TASK TO CARRY OUT ->
In the data that follows, find each line containing "keys" and copy it.

RECORD EXTRACTS ->
PR #922, opened 2021-11-06
Performance Ratios

colin99d:
Added key performance ratios with a brief description on what they mean. This gives investors a way to compare their performance with other investors. This also fixes a glitch where a matplotlib graph would be pulled up when the ar command was run.


gamestonk_terminal/portfolio/portfolio_helper.py
```diff
@@ -60,3 +60,23 @@ def clean_name(name: str) -> str:
...
     """
     return name.replace("beta_", "").upper()
+
+
+def get_fraction(n: float, d: float) -> str:
+    """Turn two numbers into a fraction
+
+    Parameters
+    ----------
+    n : float
```
aia, line 70: I'd recommend more descriptive names.

numerator instead of n and denominator instead of d.

gamestonk_terminal/portfolio/portfolio_view.py
```diff
@@ -222,17 +230,16 @@ def plot_ef(
     ax.scatter(stds, rets, marker=".", c=sharpes, cmap="viridis_r")
     plotting.plot_efficient_frontier(ef, ax=ax, show_assets=True)
     # Find the tangency portfolio
-    rfrate = get_rf()
-    ret_sharpe, std_sharpe, _ = ef.portfolio_performance(risk_free_rate=rfrate)
+    ret_sharpe, std_sharpe, _ = ef.portfolio_performance(risk_free_rate=rf)
```
aia, line 233: I'd stick to rfrate as a name.

Descriptive names very much improve readability.

gamestonk_terminal/portfolio/portfolio_view.py
```diff
@@ -307,15 +319,27 @@ def generate_pg1(self, report: canvas.Canvas) -> None:
         )
         main_t = portfolio_model.get_main_text(self.returns)
         reportlab_helpers.draw_paragraph(report, main_t, 30, 410, 550, 200)
+        rp = self.returns["return"][-1]
```
aia, line 322: Similar comment here.

Very difficult to make sense out of rp, b, mar tnr.

I would spell them all out - current_return, beta, market_return, fraction_return.

gamestonk_terminal/portfolio/portfolio_helper.py
```diff
@@ -60,3 +60,23 @@ def clean_name(name: str) -> str:
...
+        The numerator
+    d : float
+        The denominator
+
+    Returns
+    ----------
+    text : str
+        A fraction as a string
+    """
+    if d > 0:
```
DidierRLopes: I think here should be if `d != 0` as you can still get the fraction if d is a negative number

DidierRLopes (commented):
I agree with Artem comment, and I think you should start doing that going forward. Code readability is super super important, even more so in an open source project.

Believe me, when you look into this code in a couple of months, you'll appreciate being super explicit and even adding comments to it. Let alone if it's a new person looking into the code.

You can look into this https://stackoverflow.com/questions/12106515/is-there-anything-to-be-gained-from-short-variable-names

Btw, it's ok to use super short variable names in this case:
- If you are in a loop and want to use that variable to iterate through a variable that has a descriptive name, like `for val in fibonacci_sequence`

gamestonk_terminal/portfolio/portfolio_view.py
```diff
@@ -317,23 +317,30 @@ def generate_pg1(self, report: canvas.Canvas) -> None:
...
-        mar = self.returns[("Market", "Return")][-1]
-        srp = portfolio_helper.get_fraction(
-            rp - self.rf, np.std(self.returns["return"])
+        main_text = portfolio_model.get_main_text(self.returns)
+        reportlab_helpers.draw_paragraph(report, main_text, 30, 410, 550, 200)
+        current_return = self.returns["return"][-1]
+        beta = self.betas["total"][-1]
+        market_return = self.returns[("Market", "Return")][-1]
+        sharpe = portfolio_helper.get_fraction(
+            current_return - self.rf, np.std(self.returns["return"])
```
DidierRLopes, line 326: much much nicer :)

gamestonk_terminal/portfolio/portfolio_helper.py
colin99d: This if is to prevent negative numbers from returning. The only value that can be negative is the Treynor ratio, and the Treynor ratio becomes nonsensical if the denominator is negative.

gamestonk_terminal/portfolio/portfolio_model.py
```diff
@@ -429,3 +429,25 @@ def get_beta_text(df: pd.DataFrame) -> str:
...
     )
     return string
+
+
+def get_perm_text() -> str:
+    """Get description for performance text
+
+    Returns
+    ----------
+    t : str
```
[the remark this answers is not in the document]
colin99d: Would it be better if it was just a variable?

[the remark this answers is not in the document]
DidierRLopes: I think so yes. Unless you wanted this sentence to depend on the parameter given by the function it makes sense to have it here I'd say.

gamestonk_terminal/portfolio/portfolio_helper.py
DidierRLopes: Ok, so this is something that you should bear in mind. The name of the function is `get_fraction` and therefore if I was looking for a similar function I would think "Ohh, ok, look this function gives me the fraction". But in this case you are doing a specific manipulation (not accepting negative values to be returned).

So, I would proceed in 1 of 2 ways:
- Either rename the function so people know that this is for your specific case, and mention on the docstring that it doesn't accept negative denominators.
- Allow the function to just return the division value with 2 decimal places, and then when you use it in the context you are using have the check for negative denominator before calling the function.

gamestonk_terminal/portfolio/portfolio_helper.py
```diff
@@ -71,12 +73,16 @@ def get_fraction(numerator: float, denominator: float) -> str:
...
+    allow_negative_denominator : bool
+        If false, a negative denominator will return "NA"
 
     Returns
     ----------
-    text : str
+    str
         A fraction as a string
     """
+    if allow_negative_denominator and denominator != 0:
```
DidierRLopes, line 84: I think this is overcomplicating, why not letting as it was and calling the function
```
def get_fraction_with_positive_denominator(
     numerator: float, denominator: float
 ) -> str:
     """Turn into string the result of the numerator divided by the denominator, in which the denominator must be a positive value
     ....
```

colin99d: I only like this way better in case I ever add ratios that can have negative denominators. If you want me to change it I can.

DidierRLopes: I think this function is a bit overkill as is, IMHO because you can do:
```
(numerator/denominator):.2f if denominator > 0 else "N/A"
```
And is more readable than having the function itself

aia (approved):

gamestonk_terminal/portfolio/portfolio_helper.py
colin99d: I like that better.

PR #925, opened 2021-11-06
Fix spelling and add missing thepassiveinvestor

aia:


poetry.lock
```diff
@@ -3091,6 +3091,14 @@ category = "main"
 optional = false
 python-versions = "*"
 
+[[package]]
```
DidierRLopes, line 3094: We need to fix this one, it keeps on getting removed somehow...

gamestonk_terminal/options/chartexchange_view.py
```diff
@@ -26,7 +26,7 @@ def display_raw(
     call : bool
         Whether the underlying asset should be a call or a put
     price : float
-        The stike of the expiration
+        The stake of the expiration
```
DidierRLopes, line 29: should be *strike I think

gamestonk_terminal/portfolio/portfolio_optimization/po_controller.py
```diff
@@ -714,7 +714,7 @@ def call_yolo(self, _):
 
     @try_except
     def add_stocks(self, other_args: List[str]):
-        """Add ticker or Select tickes for portfolio to be optimized"""
+        """Add ticker or Select ticks for portfolio to be optimized"""
```
DidierRLopes, line 717: tickers*

DidierRLopes (approved):

PR #928, opened 2021-11-07
Validate loaded data

colin99d:
Small PR to validate loaded data.

### DIFF
--- a/gamestonk_terminal/portfolio/portfolio_model.py
+++ b/gamestonk_terminal/portfolio/portfolio_model.py
@@ -74,6 +74,28 @@ def load_df(name: str) -> pd.DataFrame:
         df["Name"] = df["Name"].str.lower()
         df["Type"] = df["Type"].str.lower()
         df["Date"] = pd.to_datetime(df["Date"], format="%Y/%m/%d")
+
+        for item in ["Quantity", "Price", "Fees", "Premium"]:
+            result = any(df[item] < 0)
+            if result:
+                print(
+                    f"The column '{item}' has a negative value. Ensure all values are positive."
+                )
+                return pd.DataFrame()
+
+        if len(df[~df["Type"].isin(["cash", "stock"])].index):
+            print("Warning: 'Type' other than 'cash' and 'stock' will be ignored.")
+
+        if len(
+            df[
+                ~df["Side"]
+                .str.lower()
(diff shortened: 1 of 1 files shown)


gamestonk_terminal/portfolio/portfolio_model.py
```diff
@@ -74,6 +74,28 @@ def load_df(name: str) -> pd.DataFrame:
...
+        for item in ["Quantity", "Price", "Fees", "Premium"]:
+            result = any(df[item] < 0)
+            if result:
+                print(
+                    f"The column '{item}' has a negative value. Ensure all values are positive."
+                )
+                return pd.DataFrame()
+
+        if len(df[~df["Type"].isin(["cash", "stock"])].index):
+            print("Warning: 'Type' other than 'cash' and 'stock' will be ignored.")
```
DidierRLopes, line 87: I think you are missing a `return pd.DataFrame()` here

gamestonk_terminal/portfolio/portfolio_model.py
```diff
@@ -74,6 +74,28 @@ def load_df(name: str) -> pd.DataFrame:
...
+
+        for item in ["Quantity", "Price", "Fees", "Premium"]:
+            result = any(df[item] < 0)
+            if result:
+                print(
+                    f"The column '{item}' has a negative value. Ensure all values are positive."
+                )
+                return pd.DataFrame()
+
+        if len(df[~df["Type"].isin(["cash", "stock"])].index):
```
DidierRLopes, line 86: Another way I would have done this if it was me would have been:
```
if sum(df["Type"].isin(["cash", "stock"]).values) != len(df)
```

When you do `df["Type"].isin(["cash", "stock"]).values` these values become `True` or `False`, when you sum them `False = 0` and `True = 1`. Therefore, if the sum of these is equal to the length of the data frame it means all values were `cash or stock`.

But what you have works :)

gamestonk_terminal/portfolio/portfolio_model.py
colin99d: I still want this to work as normal, I just want the user to know other assets will not be analyzed.

DidierRLopes: Gotcha!

DidierRLopes (approved):

PR #929, opened 2021-11-07
Discordbot Heroku

colin99d:
Tired of relying on your ol' PC to handle your discord bot? Fear no more! This PR allows users to EASILY host their discord both for free without a credit card on Heroku. Simply follow the Readme to have a live bot in no time.

**Note**: Now that we are adding packages and features that are important, but that most users will not use, should we consider having a permanently separate branch for people looking to create discord bots?


poetry.lock
```diff
@@ -11,36 +11,22 @@ six = "*"
 
 [[package]]
 name = "aiohttp"
-version = "3.8.0"
+version = "3.7.4.post0"
```
DidierRLopes, line 14: Can you not update the poetry.lock? There are several updates that shouldn't happen here!

This is one of them, chardet is another one, ...

DidierRLopes (changes requested):
We separate discord from the terminal by not having any bot dependency on the requirements or poetry.lock of the terminal.

We can create a requirements.txt that lives on the discordbot folder.

So for this PR I suggest removing changes to poetry.lock and requirements.txt and just add instructions as you have on README

discordbot/README.md
```diff
@@ -52,6 +52,21 @@ https://discord.com/oauth2/authorize?client_id=CLIENTID&scope=bot, where **CLIEN
 
 **NOTE:** Registering is free for all open source projects and if your discord bot uses fewer than 1250 uploads per day.
 
+### HEROKU
+
+1. Add the following lines into requirements.txt
+    1. discord==1.7.3
```
DidierRLopes, line 58: In fact these already belong to initial installation some lines above, so no need to repeat

poetry.lock
colin99d: aiohttp does not work with one of the packages (I think it was Discord). This is the only thing that lets all the packages work together nicely.

discordbot/README.md
colin99d: Forgot to change that.

poetry.lock
DidierRLopes: The reason why we updated to 3.8.0 is to remove the dependency for chardet which has a LGPL license

colin99d: https://github.com/Rapptz/discord.py/blob/master/requirements.txt
Looks like this is going to conflict with discord.py requirements. Since this project is no longer actively maintained should fork it with and updated requirements.txt?

DidierRLopes: Hummm, yes, I think that's a good idea.

But in any case the discord requirements should be separated from the main terminal one as this is an "optional usage"

colin99d: Added a solution to this. User does not need to install new requirements, they just need to be present for Heroku.

discordbot/requirements.txt
```diff
@@ -0,0 +1,236 @@
+aiohttp==3.7.4.post0; python_version >= "3.6" and python_full_version >= "3.5.3"
```
DidierRLopes, line 1: What if we had here only the ones that we need on top of the default requirements.txt?

I.e. aiohttp, discord, discord_components, pymgur?

colin99d: My only worry would be if some of the other dependencies are also different versions, and if in the future we update other dependencies in the main requirements.txt, but that interferes with the discord.py. This discord.py package will be a continual pain since it is archived.

DidierRLopes: Sounds good to me, I agree!

DidierRLopes (approved):

PR #935, opened 2021-11-09
Force usage of tensorflow 2.6.1 because 2.6.2 not available on windows

piiq:


piiq:
TF 2.6.2 failed during the Windows 10 Full Clean Build with ML test (that's only run when PR is merged and not when PR is created?) 
See: https://github.com/GamestonkTerminal/GamestonkTerminal/runs/4156422695?check_suite_focus=true
So this PR downgrades the tf version to the latest one available for windows.

P.S. Thanks, here I've used the poetry hack that you told me about

piiq:
@aia thanks for pointing out that I have forgotten to commit the requirements files. Will merge after the tests pass

PR #936, opened 2021-11-10
Adding the due diligence context

northern-64bit:
This pr adds the due diligence commands, which don't require api keys, to the discord bot.

### DIFF
--- a/discordbot/discordbot.py
+++ b/discordbot/discordbot.py
@@ -34,6 +34,7 @@ gst_bot.load_extension("generic_commands")
 gst_bot.load_extension("economy.economy_menu")
 gst_bot.load_extension("stocks.dark_pool_shorts.dps_menu")
 gst_bot.load_extension("stocks.technical_analysis.ta_menu")
+gst_bot.load_extension("stocks.due_diligence.dd_menu")
 
 # Get all command names
 all_cmds = gst_bot.all_commands.keys()
--- a/discordbot/economy/economy_menu.py
+++ b/discordbot/economy/economy_menu.py
@@ -177,11 +177,17 @@ class EconomyCommands(discord.ext.commands.Cog):
                 await msg.remove_reaction(emoji, ctx.bot.user)
 
         except asyncio.TimeoutError:
-            text = text + "\n\nCOMMAND TIMEOUT."
-            embed = discord.Embed(title=title, description=text)
-            await msg.edit(embed=embed)
             for emoji in emoji_list:
                 await msg.remove_reaction(emoji, ctx.bot.user)
+            embed = discord.Embed(
+                description="Error timeout - you snooze you lose! 😋",
+                colour=cfg.COLOR,
+                title="TIMEOUT Economy Menu",
+            ).set_author(
+                name=cfg.AUTHOR_NAME,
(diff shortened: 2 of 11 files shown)


jmaslek:
Awesome job :)

Just curiously, is it possible to print out tables?  Example attached where the output is kinda hard to read in raw text for

Screen Shot 2021-11-11 at 1 34 59 PM
m

northern-64bit:
> Just curiously, is it possible to print out tables? Example attached where the output is kinda hard to read in raw text for


It's not really possible due to discord having different line lengths on different platforms. I've tried to use tabulate, but discord destroyed the formating and made it nearly useless. This is how it looked, but it wouldn't look as good for the command that you mentioned:
image
I'm unsure what is the best option here, but I thought that the implementing way it was in the image could be confusing and unclear. What do you think @jmaslek ?

jmaslek:
>  I'm unsure what is the best option here, but I thought that the implementing way it was in the image could be confusing and unclear. What do you think @jmaslek ?

Im not sure.  But I agree that its better as it is.

piiq:
How does an html payload that's sent with the message look like? Technically we can craft static web pages with a table and have this thing as a message attachment. Discord should process the page and generate some sort of a preview that will be the image part and on click the user can access the tabular data

northern-64bit:
> How does an html payload that's sent with the message look like? Technically we can craft static web pages with a table and have this thing as a message attachment. Discord should process the page and generate some sort of a preview that will be the image part and on click the user can access the tabular data

Yes, this may be a possible solution, but I don't know enough about something like this to implement it. Another possibility is to put the table on a background image and attach the image and add a flag to the commands for raw imput. Now after some testing with it, I've seen that tabulate works if every value in a column has the same length so maybe it's possible to implement a function that makes them the same length. Otherwise we may need to create a "tabulate" specialised for discord.

northern-64bit:
I think I fixed this:
Skärmbild 2021-11-12 110514

piiq:
Since this started, can/should we do something to have the row fit a single line? Like rename the column names and maybe round the decimals?

jmaslek:
> I think I fixed this:
> Skärmbild 2021-11-12 110514


Personally I like everything on one line better.

northern-64bit:
> 
> 
> Since this started, can/should we do something to have the row fit a single line? Like rename the column names and maybe round the decimals?

I agree that it would be good to have everything in one line. There are many other commands that not always return one line. Therefore I think that it would be better to merge this pr and add a note/label with this issue in the discordbot project, since this is a new thing which has nothing to do with the due diligence commands specifically. To continue this conversation we could open a discussion here on github or talk about it in the discord server.

piiq:
> > 
> 
> > 
> 
> > Since this started, can/should we do something to have the row fit a single line? Like rename the column names and maybe round the decimals?
> 
> 
> 
> I agree that it would be good to have everything in one line. There are many other commands that not always return one line. Therefore I think that it would be better to merge this pr and add a note/label with this issue in the discordbot project, since this is a new thing which has nothing to do with the due diligence commands specifically. To continue this conversation we could open a discussion here on github or talk about it in the discord server.

Totally agree. Small incremental changes are the way to go. 
Great job 🙏🙌👍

RESPONSE BOX ->
This pr adds the due diligence commands, which don't require api keys, to the discord bot.
 all_cmds = gst_bot.all_commands.keys()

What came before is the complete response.